Last year, the state agreed to a nearly $9 million settlement for Linda David to avoid a civil trial.
The criminal case presented considerable challenges, both because of its circumstantial nature and, Krider said, because the state Attorney General's Office had done a poor investigation before turning the case over to the county in August 1998, after it had been inactive for more than a year and a half.
County prosecutors faced statute-of-limitation requirements when they charged David the following year.
The jury could only consider assaults that occurred between September 1993 and January 1997, even though doctors thought she had been beaten for years, even decades.
Hershman tried unsuccessfully to have a jury called from another part of the state because of the extraordinary amount of publicity the case had received.
In both trials, he argued that David was innocent. He said Linda David suffered from a neurological disorder and caused her own injuries by falling repeatedly.
Some jurors in the first trial believed him; others thought she had been abused, but didn't think the state proved it beyond a reasonable doubt. They deliberated for three days, and were split 7-5 in favor of acquittal when the judge declared a mistrial. They did convict him of being an alien in possession of a firearm.
The seven-man, five-woman jury in this trial took just over a day to reach a verdict.
"We weren't absolutely all together on Friday," the first day of deliberations, said Bill Quinlan, a 39-year-old juror from Everett. But after having the weekend to mull it over, he said, many jurors felt more resolved.
He said Linda David could well have some sort of neurological disorder. Nevertheless, he said, "there was no way all those injuries could have happened from falling on a sailboat."
But Quinlan said the "overwhelming circumstantial evidence" - including photographs of Linda David's face before and after she was taken from the boat - convinced him the stiffer penalty was appropriate.
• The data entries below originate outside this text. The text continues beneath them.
PR #607, opened 2019-07-04
(VANAGON-153) Update version in SMF manifest

GabrielNagy:
When upgrading the puppet-agent package, Solaris 11 doesn't automatically restart a service if the SMF manifest contains no changes.

This commit runs a sed on the target service(s) to change the current version (which is always 1) to the puppet-runtime version (since `version` is expected to be an integer value, per SMF documentation).

This commit also changes the Solaris sed to `/usr/gnu/bin/sed` which is the GNU implementation, so that we benefit from in-place editing and extended regular expressions.

### DIFF
--- a/lib/vanagon/component/dsl.rb
+++ b/lib/vanagon/component/dsl.rb
@@ -186,6 +186,8 @@ class Vanagon
           target_mode = '0644'
           default_mode = '0644'
         when "smf"
+          # modify version in smf manifest so service gets restarted after package upgrade
+          @component.install << %{#{@component.platform.sed} -ri 's/(<service.*version=)(".*")/\\1"#{@component.settings[:puppet_runtime_version]}"/' #{service_file}}
           target_service_file = File.join(@component.platform.servicedir, service_type.to_s, "#{service_name}.xml")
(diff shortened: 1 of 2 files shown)


lib/vanagon/component/dsl.rb
```diff
@@ -186,6 +186,8 @@ def install_service(service_file, default_file = nil, service_name = @component.
           target_mode = '0644'
           default_mode = '0644'
         when "smf"
+          # modify version in smf manifest so service gets restarted after package upgrade
+          @component.install << %{#{@component.platform.sed} -ri 's/(<service.*version=)(".*")/\\1"#{@component.settings[:puppet_runtime_version]}"/' #{service_file}}
```
gimmyxd: I'm not sure we should rely on the runtime_version as you may change something in pxp-agent but if there are no changes on runtime, the version will not be bumped. Same for changing something in runtime that does not affect pxp-agent. It seems that we would mostly do arbitrarily restarts of the services

gimmyxd: Each nightly puppet agent build is promoted in PE and tested. Of the pxp-agent will be built with the same runtime version, when it ends up in PE, it will not be restored and that could result in the same failures

PR #613, opened 2019-08-13
Add ruby.yml for github actions

shrug:


shrug:
This is the default ruby config that was suggested, we may wan to look at/tune it

PR #616, opened 2019-09-06
(maint) Update gem publish trigger

underscorgan:
Was able to confirm this works.


underscorgan:
I pushed a temp tag and was able to trigger this action. I miscalculated how long it was going to take for the action to run and deleted the tag before the gem built, so the test gem ended up with a different version, but I'm confident this is working.

PR #624, opened 2019-09-25
(maint) Prepare for 0.15.29 release

sarameisburger:


sarameisburger:
merging because nights watch needs a release and I don't want them blocked

PR #629, opened 2019-10-30
(maint) Add Ubuntu and Debian utility matchers

GabrielNagy:
~~This commit adds a utility matcher to determine whether the platform uses the system provided toolchain as opposed to pl-build-tools.~~

~~This is useful in the long term when adding new platforms to puppet-runtime and puppet-agent, because we avoid code duplication on building various C++ projects. It should also be future proof (except for when we are adding a new OS altogether).~~

Changed this PR to only add Ubuntu and Debian OS matchers. We'll rework the system toolchain/pl-build-tools issue inside puppet-runtime/puppet-agent.

### DIFF
--- a/lib/vanagon/platform.rb
+++ b/lib/vanagon/platform.rb
@@ -344,6 +344,20 @@ class Vanagon
       return !!@name.match(/^fedora-.*$/)
     end
 
+    # Utility matcher to determine is the platform is a debian variety
+    #
+    # @return [true, false] true if it is a debian variety, false otherwise
+    def is_debian?
+      return !!@name.match(/^debian-.*$/)
+    end
+
+    # Utility matcher to determine is the platform is a ubuntu variety
+    #
+    # @return [true, false] true if it is a ubuntu variety, false otherwise
+    def is_ubuntu?
+      return !!@name.match(/^ubuntu-.*$/)
+    end
+
     # Utility matcher to determine is the platform is an aix variety
     #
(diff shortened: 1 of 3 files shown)


lib/vanagon/platform.rb
```diff
@@ -436,6 +450,18 @@ def is_cross_compiled_linux?
       return (is_cross_compiled? && is_linux?)
     end
 
+    # Utility matcher to determine whether the platform uses the system provided toolchain
+    # as opposed to pl-build-tools.
+    #
+    # @return [true, false] true if it is uses the system toolchain, false otherwise
+    def uses_system_toolchain? # rubocop:disable Metrics/PerceivedComplexity
```
mwaggett: My only hesitation with this is that it feels pretty Puppet-specific, whereas vanagon _theoretically_ should be more general than that. 
I do, however, understand the desire to not repeat this code across several projects. I guess I'm wondering if there's a different shared place for these settings? like maybe a shared puppet-runtime setting?
But if we already have a bunch of stuff like this in vanagon, I guess I won't stop y'all from adding more.. 
Just something to consider..

gimmyxd: Agree with this. Maybe we can find a better way around this.

GabrielNagy: @mwaggett fair enough, I'll remove this method and we'll reverse the logic in puppet-runtime and agent instead.

I'll repurpose this PR to only have the Debian/Ubuntu OS matchers.

PR #630, opened 2019-11-05
(VANAGON-159) Updates to `parse_and_rewrite` method

underscorgan:
* If there are no rewrite rules specified, don't do any processing on
the URI, just return it directly.
* If there are rewrite rules and the URI begins with `git:http` (to
specify a git source with an http url), substitute `git:http` with
`http` since fustigit gets rid of additional `/`. **Note** This will
result in deprecation warnings, and will break at some point in the
future.
* If there are rewrite rules and the URI doesn't begin with `git:http`,
keep existing behavior.

### DIFF
--- a/CHANGELOG.md
+++ b/CHANGELOG.md
@@ -7,7 +7,15 @@ This changelog adheres to [Keep a CHANGELOG](http://keepachangelog.com/).
 ## [Unreleased]
 ### Changed
 - (VANAGON-157) Make curl calls fail on error
+
+### Added
 - Add Debian and Ubuntu platform utility matchers.
+
+### Fixed
+- (VANAGON-159) Update `parse_and_rewrite` method. It will now do no processing
+  if there aren't any rewrite rules. If there are rewrite rules and you're
+  specifying your git source with `git:http[...]`, this method will sub out the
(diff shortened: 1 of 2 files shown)


GabrielNagy:
Looks good:

```
Attempting to fetch from canonical URL "git:https://github.com/puppetlabs/puppetlabs-augeas_core.git"
Cloning Git repo 'https://github.com/puppetlabs/puppetlabs-augeas_core.git'
Successfully cloned 'puppetlabs-augeas_core'
Checking out 'refs/tags/1.0.4' from Git repo 'puppetlabs-augeas_core'
Attempting to update submodules for repo 'puppetlabs-augeas_core'
Nothing to verify for 'puppetlabs-augeas_core' (using Git reference 'refs/tags/1.0.4')
```

mwaggett:
I don't know if it's a good idea to make updates to deprecated methods.. but I guess oh well.

underscorgan:
@mwaggett yeah, I'm not entirely sure why we're ending up in that method if there aren't any rewrite rules, but tbh this may have been a bug with the initial implementation of the `git:` prefix so fixing seems good.

PR #632, opened 2019-11-11
(VANAGON-72) Access `settings` hash from platforms

underscorgan:
This updates the `settings` hash to be initialized in the platform and
then copied to the project and components. This will allow the platform
to access the settings hash and set settings to be shared with the
project/component.

### DIFF
--- a/lib/vanagon/project.rb
+++ b/lib/vanagon/project.rb
@@ -139,7 +139,7 @@ class Vanagon
       @components = []
       @requires = []
       @directories = []
-      @settings = {}
+      @settings = platform.settings
       # Environments are like Hashes but with specific constraints
       # around their keys and values.
       @environment = Vanagon::Environment.new
@@ -756,7 +756,8 @@ class Vanagon
         # We don't want to load any of the upstream components, so we're going to
         # pass an array with an empty string as the component list for load_project
         no_components = ['']
-        upstream_project = Vanagon::Project.load_project(upstream_project_name, File.join(working_directory, upstream_source.dirname, "configs", "projects"), platform, no_components)
+        upstream_platform = Vanagon::Platform.load_platform(platform.name, File.join(working_directory, upstream_source.dirname, "configs", "platforms"))
+        upstream_project = Vanagon::Project.load_project(upstream_project_name, File.join(working_directory, upstream_source.dirname, "configs", "projects"), upstream_platform, no_components)
         @settings.merge!(upstream_project.settings)
         upstream_project.cleanup
       end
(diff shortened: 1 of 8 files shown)


lib/vanagon/project.rb
```diff
@@ -756,7 +756,8 @@ def load_upstream_settings(upstream_project_name, upstream_git_url, upstream_git
         # We don't want to load any of the upstream components, so we're going to
         # pass an array with an empty string as the component list for load_project
         no_components = ['']
-        upstream_project = Vanagon::Project.load_project(upstream_project_name, File.join(working_directory, upstream_source.dirname, "configs", "projects"), platform, no_components)
+        upstream_platform = Vanagon::Platform.load_platform(platform.name, File.join(working_directory, upstream_source.dirname, "configs", "projects"))
```
mwaggett: Should this reference the "platforms" directory, rather than "projects"?

underscorgan: oo good catch

spec/lib/vanagon/project_spec.rb
```diff
@@ -6,6 +6,12 @@
 describe 'Vanagon::Project' do
   let(:component) { double(Vanagon::Component) }
   let(:configdir) { '/a/b/c' }
+  let(:platform) do
+    OpenStruct.new(:settings => {})
+  end
+  let(:upstream_platform) do
+    OpenStruct.new(:settings => {})
+  end
```
mwaggett: What's the purpose of having both of these, since they're the same?

underscorgan: Ruby makes shallow copies of objects so we need two platform hashes for use in stubbing to load the settings correctly.

mwaggett: I'm not sure what shallow copy means / how it's relevant here. Are you saying that if we had a single platform object, the setting would perpetrate through all the examples? Is that bad?

underscorgan: The shallow copy means settings changes in any one place would persist for all of them. In the code we make a new platform so we don't overwrite things unintentionally (https://github.com/puppetlabs/vanagon/pull/632/files#diff-5fa3b3d3ed3dd87653614299456ab680R759). In the tests though we stub out the load_platform/load_project calls so we need to have two separate platforms we can use to test that variables are being overwritten properly

mwaggett: ookay, yeah, I also wasn't understanding what `platform` was originally referring to here https://github.com/puppetlabs/vanagon/pull/632/files#diff-5fa3b3d3ed3dd87653614299456ab680L759 , or how it's being used..

mwaggett:
Did you wanna squash those commits?

underscorgan:
@mwaggett done!

PR #639, opened 2020-04-05
VANAGON-161 Including support to clone options

jmarcelos:
Adding support for --branch or other options in Git clone

### DIFF
--- a/lib/vanagon/component/dsl.rb
+++ b/lib/vanagon/component/dsl.rb
@@ -333,6 +333,13 @@ class Vanagon
         @component.options[:ref] = the_ref
       end
 
+      # Sets the clone options for git repository
+      #
+      # @param the_clone_options [Map] branch, depth to checkout for a git source
+      def clone_options(clone_options)
+        @component.options[:clone_options] = clone_options
+      end
+
       # Set a build dir relative to the source directory.
       #
       # The build dir will be created before the configure block runs and configure/build/install commands will be run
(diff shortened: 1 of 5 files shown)


jmarcelos:
@puppetcla 
Sorry, The Contributor License Agreement it is signed now

lib/vanagon/component/source/git.rb
```diff
@@ -55,6 +55,7 @@ def initialize(url, workdir:, **options)
           @url = URI.parse(url.to_s)
           @ref = opts[:ref]
           @workdir = File.realpath(workdir)
+          @clone_options = options[:clone_options] ||= {}
```
underscorgan, line 58: should probably use `opts` here instead of `options`

lib/vanagon/component/dsl.rb
```diff
@@ -333,6 +333,13 @@ def ref(the_ref)
         @component.options[:ref] = the_ref
       end
 
+      # Sets the clone options for git repository
+      #
+      # @param the_clone_options [Map] branch, depth to checkout for a git source
+      def clone_options(clone_options)
+        @component.options[:clone_options] = clone_options
+      end
```
underscorgan, line 341: I think it would be more consistent with the rest of the vanagon codebase if we had clone_option take in an option and the value we want that set to, and use that to populate the `:clone_options` hash. Maybe something like this (I haven't had a chance to test yet)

Kathleen Webber and Mark Roe, the deputy prosecutors trying the case, emphasized this point - how Linda David looked and acted before she was on the boat, and how she was following her rescue - during this trial.
Even though people didn't see or hear Victor David beat his wife, they argued, one could clearly deduce it happened. Doctors said her injuries came from multiple beatings, and Victor David was the only person on the boat with her, prosecutors said.
Hershman called this an "excellent tactic," and pointed to it as one of the factors that could have made a difference between this trial and the last one. The fact that Linda David, who provided conflicting testimony during the last trial, didn't take the stand this time also could have made a difference, he said.
Prosecutors presented some new evidence this trial as well - bank receipts indicating Victor David had more than enough money to care for his wife. The receipts also suggested he left his wife alone on the boat for long stretches, prosecutors said, because they were drawn from banks in other parts of the region.
David already has served about a year and a half in jail, attorneys said.
Asked for comment as he was being led from the courtroom, David said there was "a credibility factor" in the case. He did not elaborate.